Все понимающе покивали, а Марина продолжила:
— Вот так и у Кощея вышло, приковал он Бурмила к дубу вековому цепью зачарованной да закинул тот дуб вместе с поляной на саму-саму кромку, считай на явь, куда кромешникам ходу нету, ветрам из-за чар наведенных не видно, в блюдечке моем по той же причине то место не отражалось. А в яви та полянка доступна лишь в полнолуние, и видеть да ступить на нее мог только обычный человек. Но какой же человек осмелится темной ночью в нечистый час по лесу шляться? Да еще когда стоны такие жуткие раздаются?
— Только наш бесстрашный богатырь русский да отбитый на всю башку Фрол Чума, пожалуй, — вставил свой грошик сын фейри.
Фрол глянул на него недобро, обещая некоторым юнцам зеленым «ужо всё припомнить». Припегала заткнулся.
— А как же сняли ту цепь зачаровану богатыри? Да Бурмила освободили?
— Э… А это так было, — начал богатырь Иван-царевич. — Достал я свой меч-кладенец, подхожу к дубу, чтоб цепь перерубить, а Вадька, сердобольный-то наш, говорит: не трожь, ты дуб покалечишь!
— Ну да, это ж дерево, живое оно, — продолжил Вадим. — Стал просить я у дуба разрешения перерубить ту цепь…
— А это дерево ему в ответ знаете что? — Иван обвел взглядом присутствующих. — Нет, говорит это дерево! Не дам, говорит, цепь рубить — и давай меня за ноги корнями хватать! Вот я тут чуть не обос…

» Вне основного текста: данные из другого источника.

PR #14454, opened 2020-07-10
Fixes reader UI too slow to load at first load

### LINKED ISSUE #14412: Reader: main stream placeholder and content load too slowly
Steps to reproduce:

1. Do a fresh install of the app or log out and back in to a different account.
1. Go to Reader.
1. Observe how long it takes for any placeholder or content to appear.

**Result:** it takes a long time for any content or placeholder to load and feels like something is broken. ([1m57s](https://cloudup.com/c8RexPkRuAS))

screen-shot-2020-07-02-at-jul-2-8 26 05-am IMG_4334
<p style="clear:both;"><sup>Tested with WPiOS 15.2.0.0 TestFlight beta on iPhone 11 iOS 13.5.1.</sup></p>

Gio2018:
Ref #14412 (improves the performance but does not totally fixes the issue)

Loads followed sites asynchronously to avoid blocking the Reader UI when it first loads.

To test:
1. Do a fresh install of the app or log out and back in to a different account.
2. Go to Reader.
3. Verify that the reader UI loads quickly and there is no noticeable blank screen before it loads
4. verify that issue #14370 does not occur

PR submission checklist:

### DIFF
--- a/WordPress/Classes/ViewRelated/Reader/Tab Navigation/ReaderTabItemsStore.swift
+++ b/WordPress/Classes/ViewRelated/Reader/Tab Navigation/ReaderTabItemsStore.swift
@@ -94,7 +94,6 @@ extension ReaderTabItemsStore {
             self?.fetchTabBarItemsAndFollowedSites()
             let actualError = error ?? ReaderTopicsConstants.remoteServiceError
             DDLogError("Error syncing menu: \(String(describing: actualError))")
-
         })
     }
 
--- a/WordPress/Classes/ViewRelated/Reader/Tab Navigation/ReaderTabItemsStore.swift
+++ b/WordPress/Classes/ViewRelated/Reader/Tab Navigation/ReaderTabItemsStore.swift
@@ -87,34 +87,30 @@ extension ReaderTabItemsStore {
         }
         state = .loading
 
-        let dispatchGroup = DispatchGroup()
-
         // Sync the reader menu
-        dispatchGroup.enter()
-        service.fetchReaderMenu(success: {
-            dispatchGroup.leave()
-        }, failure: { (error) in
+        service.fetchReaderMenu(success: { [weak self] in
+            self?.fetchTabBarItemsAndFollowedSites()
+        }, failure: { [weak self] (error) in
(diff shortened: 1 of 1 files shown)


Gio2018:
> Thanks, this change does speed things up for me – although there is still a flash of blank screen while the reader menu is fetched. Hopefully we can do some more there to improve this :)
> 

I agree. I was going to see if we can add a ghost there anyway, as in low network speed we could still see some delay there

> I'm curious – we fetch followed sites here, but then it seems we also re-fetch them every time the filter menu is displayed, as it shows ghost views whenever it appears. What's the reason for that?

If I remember correctly, the idea in the filter was to re-fetch them in order to always have them up to date. There's a couple of options to improve this:

- fetch the followed sites only when sites get added/removed
- instead of re-fetching them every time, use some logic that limits that (time based, etc)

Gio2018:
Thanks for the very thorough testing @emilylaguna ! 
I totally agree that there should be a ghost instead of the blank screen; however, since the loading times in average network connections seem faster (less than one second, on average, as opposed to a few seconds before this change), I am wondering if we should still merge this change into 15.2 to provide some improvement, and then work on adding the ghost?
@frosty what's your opinion?

frosty:
Hmm, I agree that this is an improvement over the current state as it removals a call, but I agree it is still dependent on the network speed.

I think the old Reader menu contained a default set of items (https://github.com/wordpress-mobile/WordPress-iOS/blob/develop/WordPress/Classes/ViewRelated/Reader/ReaderMenuViewModel.swift) - is it not possible to do something like that in this case?

Alternatively, are we able to ‘preload’ the menu as soon as a user logs in? (Or are we already doing that?)

emilylaguna:
@Gio2018 @frosty I agree with merging this in 15.2 since it is an improvement. 

That being said, I don't think we should close out the original issue (https://github.com/wordpress-mobile/WordPress-iOS/issues/14412) yet so we can still keep track of its status.

Thoughts?

Gio2018:
> That being said, I don't think we should close out the original issue (#14412) yet so we can still keep track of its status.
> 
> Thoughts?

Sounds good to me @emilylaguna !

PR #14459, opened 2020-07-10
Reader Improvements Phase 2: Select Interests: Add next button enable/disable selection toggle

emilylaguna:
Main Issue: https://github.com/wordpress-mobile/WordPress-iOS/issues/14396

#### 01 - Testing Toggle State
1. If it's not already enabled, enable the Feature Flag for Reader Improvements Phase 2
2. Launch the app
3. Tap the Reader tab
4. The view will be presented
5. Verify the button is now disabled and says "Select a few to continue"
6. Tap an interest to select it
7. Verify the button is now enabled and says "done"
8. Deselect the interest
9. Verify the button is now disabled and says "Select a few to continue"

#### 02 - Testing Temporary next action
1. Follow the steps above
2. When the button is enabled
3. Tap it
4. Verify the view is dismissed

### PR submission checklist:

### DIFF
--- a/WordPress/Classes/ViewRelated/Reader/Select Interests/ReaderInterestsStyleGuide.swift
+++ b/WordPress/Classes/ViewRelated/Reader/Select Interests/ReaderInterestsStyleGuide.swift
@@ -34,6 +34,17 @@ class ReaderInterestsStyleGuide {
     }
 
     public class func applyNextButtonStyle(button: FancyButton) {
-        // TODO
+        let disabledBackgroundColor: UIColor
+
+        if #available(iOS 13.0, *) {
+            // System Gray 4 on Dark mode is the same color as tertiarySystemBackground
+            disabledBackgroundColor = UIColor(light: .systemGray4, dark: .systemGray3)
+        } else {
+            disabledBackgroundColor = .lightGray
+        }
+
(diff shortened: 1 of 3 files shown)


emilylaguna:
> Just a question though: "Select a _few_ to continue" is the final copy? I was expecting that I'd have to select 2 or 3, but just one is enough. We're sure about this logic?

Good Question. I'm pulling the label from the designs. 

I'm not 100% on the final logic for this right now. When we talked about this a while ago it was something like "Select 5" to continue. I'll confirm the logic with @mbshakti in the design review step.

leandroalonso:
@emilylaguna JFYI: `ReaderSelectInterestsViewController.xib:a7r-YY-Vl7: warning: Medium Style before iOS 13.0 [9]`

mbshakti:
To reduce the friction as much as possible, we decided to enable the button even if the user just picks one topic. The reason the button label says "select a few" instead of "select one" is because "select one" sounds too limiting / odd. And ideally we want to push the user to select a few, not just one; but at the same time, we don't want to prevent them from progressing if they only select one. 

@leandroalonso do you think that's a problem?

leandroalonso:
@mbshakti not at all! Just wanted to confirm, thanks for the info!

PR #14461, opened 2020-07-12
Fix editor More button display on iOS 14b2

### LINKED ISSUE #14460: [iOS 14] Editor More menu content not visible in popover on iPad
In the latest beta of iOS 14 (beta 2), there is an issue in both editors where the content of the More menu isn't visible when displayed in a popover on iPad. It may be visible on the first use of the menu, but is not visible on subsequent taps.

* Run the app on iPad on the latest iOS 14 beta
* Open an editor and tap the More button to view the More menu
* Try opening and closing the More menu several times

frosty:
Fixes #14460.

There's an issue on iOS 14b2 where the contents of the editor More menu isn't visible when displayed as a popover on iPad. I discovered that this is fixed if we display the popover from a `sourceRect` instead of a `barButton`. This seems like an OS-level issue as I can't see we're doing anything wrong, so hopefully we can remove this change in a future PR.

Note that this issue affects both Aztec and Gutenberg.

editor-popover-1

**To test:**

* You'll need to build using Xcode 11.5 to an iPad running iOS 14.2. To do this, you'll also need the latest Xcode 12 beta installed, and to symlink to the device support folder as detailed here: https://gist.github.com/steipete/d9b44d8e9f341e81414e86d7ff8fb62d#file-gistfile1-txt
* Build and run on an iPad running iOS 14b2
* Open Aztec and open the More menu multiple times. Ensure you can see the contents.
* Open the block editor and open the More menu multiple times. Ensure you can see the contents.

PR submission checklist:

- [x] I have considered if this change warrants user-facing release notes and have added them to `RELEASE-NOTES.txt` if necessary. (I don't think we should or can mention iOS 14 changes in release notes).


SergioEstevao:
I've tested this and found the following issue:

- You open the initial popover by tapping ...
- You rotate the device 
- The popover is out of place

I this the problem is because we are using the `sourceRect` property it does not auto-adapt when rotating the device.

jkmassel:
Bumping this to 15.4 :)

frosty:
@SergioEstevao I looked at repositioning the popover after rotation but it felt a little messy (it seemed that I'd have to dismiss and re-present), so I opted just to dismiss the popover on rotation for the purposes of working around this bug.

Issue #14399, opened 2020-06-30
Reader Improvements: Display posts by interests — Main Issue


leandroalonso:
Parent Issue: #14395

<img width="597" alt="Screen Shot 2020-06-30 at 10 09 43" src="https://user-images.githubusercontent.com/7040243/86129969-db594c00-bab9-11ea-882b-e46acb6f5729.png">

### Goal

Based on the Interests the user has selected from #14396 present them as specified in the image above.

# Tasks

* [x] Extract model logics from `ReaderPostServiceRemote` — https://github.com/wordpress-mobile/WordPressKit-iOS/pull/255
* [x] Map the Cards API response to a plain object — https://github.com/wordpress-mobile/WordPressKit-iOS/pull/256
* [x] Extract ReaderPost logic to the model — https://github.com/wordpress-mobile/WordPress-iOS/pull/14421
* [x] Connect the call with the WPiOS — https://github.com/wordpress-mobile/WordPress-iOS/pull/14438
* [x] Persist and present the returned data — https://github.com/wordpress-mobile/WordPress-iOS/pull/14462
* [x] Add welcome banner — https://github.com/wordpress-mobile/WordPress-iOS/pull/14467
* [x] Ghost cells (when loading) — https://github.com/wordpress-mobile/WordPress-iOS/pull/14485
* [x] Retrieve the selected interests and give it to the API — https://github.com/wordpress-mobile/WordPress-iOS/pull/14486
* [x] Check performance — probably fixed in https://github.com/wordpress-mobile/WordPress-iOS/pull/14532
* [x] Integration with the real API — https://github.com/wordpress-mobile/WordPress-iOS/pull/14532
* [x] Do small refactorings after #14487 is merged
* [x] Check to make sure quick start is working correctly: https://github.com/wordpress-mobile/WordPress-iOS/pull/14642

PR #14462, opened 2020-07-13
Reader Cards pagination, pull to refresh and interests persistency

leandroalonso:
Part of #14399

This PR adds:

* Cards pagination
* The Core Data models for: cards that display posts and interests you might like
* Pull to refresh

#### Database migration

**Make sure that you have overridden the Reader Improvements Phase 2 Feature Flag (Me -> App Settings -> Debug -> "Reader Improvements Phase 2" should be ON)**

I just added new models and an optional new field in `ReaderPost`.

1. Install the app from `develop` (or any other branch)
2. Switch to this branch and install the app
3. Check that the app runs without any issues

#### Pagination

As discussed before, when the user does a pull to refresh we clean all the data and display it again.

1. Go to Discovery tab
2. Scroll down and check that a new page is loaded every time you hit the bottom
3. Check that the API result is always kept

#### Pull to refresh

As discussed before, when the user does a pull to refresh we clean all the data and display it again. In fact, the logic I created is: if the first page is being retrieved we clear all the data. This can probably be refined in the near future since every time the user goes to the "Discover" tab we will clean the data and reload again.

1. Go back to the top
2. Pull to refresh
3. Check the scroll indicator, it should be way smaller than before

#### Related interests

We're persisting in the list of returned interests.

1. Put a breakpoint in `ReaderCardsStreamViewController.swift` line `16`.
2. Run the app and go to discover
3. When the breakpoint is hit you can debug the persisted Interests using `po (content.content?.first as? ReaderCard)?.interests`
4. You can also open the .sqlite directly

PR submission checklist:


WordPress/Classes/Services/ReaderCardService.swift
```diff
@@ -3,44 +3,69 @@ import Foundation
...
-                            self.coreDataStack.save(syncContext) {
+                            self?.coreDataStack.save(syncContext) {
                                 success(cards.count, true)
                             }
         }, failure: { error in
             failure(error)
         })
     }
+
+    private func clean() {
```
emilylaguna, line 50: Can we make this method name a bit more descriptive?

WordPress/Classes/ViewRelated/Reader/ReaderCardsStreamViewController.swift
```diff
@@ -25,6 +31,28 @@ class ReaderCardsStreamViewController: ReaderStreamViewController {
         }
     }
 
+    // MARK: - Sync
+
+    override func fetch(for topic: ReaderAbstractTopic, success: @escaping ((Int, Bool) -> Void), failure: @escaping ((Error?) -> Void)) {
+        cardsService.fetch(page: 1, success: success, failure: failure)
```
emilylaguna, line 37: Since this is resetting the data wouldn't we want to reset `currentPage` here?

WordPress/Classes/Models/ReaderCard+CoreDataProperties.swift
```diff
@@ -9,5 +9,6 @@ extension ReaderCard {
 
     @NSManaged public var sortRank: Double
     @NSManaged public var post: ReaderPost?
+    @NSManaged public var interests: Set<ReaderInterest>?
```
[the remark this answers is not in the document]
leandroalonso: Core Data only supports `Set`, the data is not ordered by default. If this is changed to `Array` the app crashes.

WordPress/Classes/Services/ReaderCardService.swift
```diff
@@ -3,44 +3,69 @@ import Foundation
...
+    }()
 
     init(service: ReaderPostServiceRemote = ReaderPostServiceRemote(wordPressComRestApi: WordPressComMockrestApi()),
          coreDataStack: CoreDataStack = ContextManager.shared) {
         self.service = service
         self.coreDataStack = coreDataStack
     }
 
-    func fetch(success: @escaping (Int, Bool) -> Void, failure: @escaping (Error?) -> Void) {
+    func fetch(page: Int = 1, success: @escaping (Int, Bool) -> Void, failure: @escaping (Error?) -> Void) {
```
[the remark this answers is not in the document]
leandroalonso: This is one of the tasks I have planned for when we have the real API. :)

WordPress/Classes/Services/ReaderCardService.swift
leandroalonso: Done in 01d9cd0dd3b5b686e23b1ceb52ad8cb662143fed

WordPress/Classes/ViewRelated/Reader/ReaderCardsStreamViewController.swift
leandroalonso: Yes! Done in 03ba076a452547ccd09dd4dcdd75c7304f10b278

leandroalonso:
@emilylaguna fixed the issue with the blank cells in 91508a17d0ca6054158dd2f306eb60863a9b01f0.

Regarding the warning you mentioned, this is triggered in this line: https://github.com/wordpress-mobile/WordPress-iOS/blob/develop/WordPress/Classes/Utility/WPTableViewHandler.m#L149

The reason it happens it's because it tries to access the objects of the first cells, but *everything* was deleted — and this is intended.

The code proceeds without any issue (it has logic to deal with this failure).

I will take a note here and we can extensively test this once we have the final API, but so far the warning seems harmless (famous last words? I hope not).

WordPress/Classes/Models/ReaderCard+CoreDataProperties.swift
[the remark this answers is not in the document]
emilylaguna: Ah 🤦‍♀️ yes that makes sense.

WordPress/Classes/Services/ReaderCardService.swift
```diff
@@ -3,44 +3,65 @@ import Foundation
...
-                            syncContext.perform {
-                                cards.forEach { remoteCard in
-                                    guard remoteCard.type != .unknown else {
-                                        return
-                                    }
+                            guard let syncContext = self?.syncContext else {
+                                return
+                            }
+
+                            self?.syncContext.perform {
```
emilylaguna, line 24: Shouldn't this be:

```suggestion
                            syncContext.perform {
```

?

— Ну да, — улыбнулся Вадька. — Я сам перепугался знатно, когда корни зашевелились как живые да из земли повылазили. Но рассудил так: всему причина должна быть, верно ведь? Вот я и стал пытать у дуба ту причину…
— И вы знаете, что тот сказал? — Иван перехватил рассказ, пользуясь тем, что Вадька решил пивом горло промочить. — Молвит эта громадина: пока эта зачарована цепь на мне, говорит, меня кабаны не трогают! А то так они ходят, желуди, что с меня падают, роют и корни мои тревожат!
— Конечно, — заступился за дуб Вадька, — ему же больно было. Стали мы думу думать, как тут быть. И Бурмила освободить надо, намаялся, чай, и дуб не покалечить, и цепь ту ему как бы оставить…
— И тут появляется этот чертов кот!
— Какой кот? — удивился Федор.
— Такой, что скатерть-самобранку у нас стащить хотел. Котомку-то мы на краю полянки бросили…
— А, корогуша. Это он всегда что плохо лежит тащит. Природа у него такая.
— Ну вот, смотрю, значит, этот ваш корогуша нашу самобранку упереть пытается, я и накрыл его кафтаном. А нечего воровать!
— Корогуша такой вой поднял, что аж леших переполошил, кикимор и даже баб в ближней деревеньке. Потом успокоились все, и корогуша, хитрый дух, придумал украсть у дуба часть коры его толстой да пару веток нижних. Ну и украл, ловко так! Цепь провисла свободно, и мы Бурмилу выпутаться помогли, да и всё…
— А кот чертов потом всё по этой цепи дуб кругом обхаживал да приговаривал…
— Хорошо ему, оказывается, от той ворожбы, что на цепь наложена, что обычному коту сметанка!
— Ну вот и всё вроде… — закончил Иван.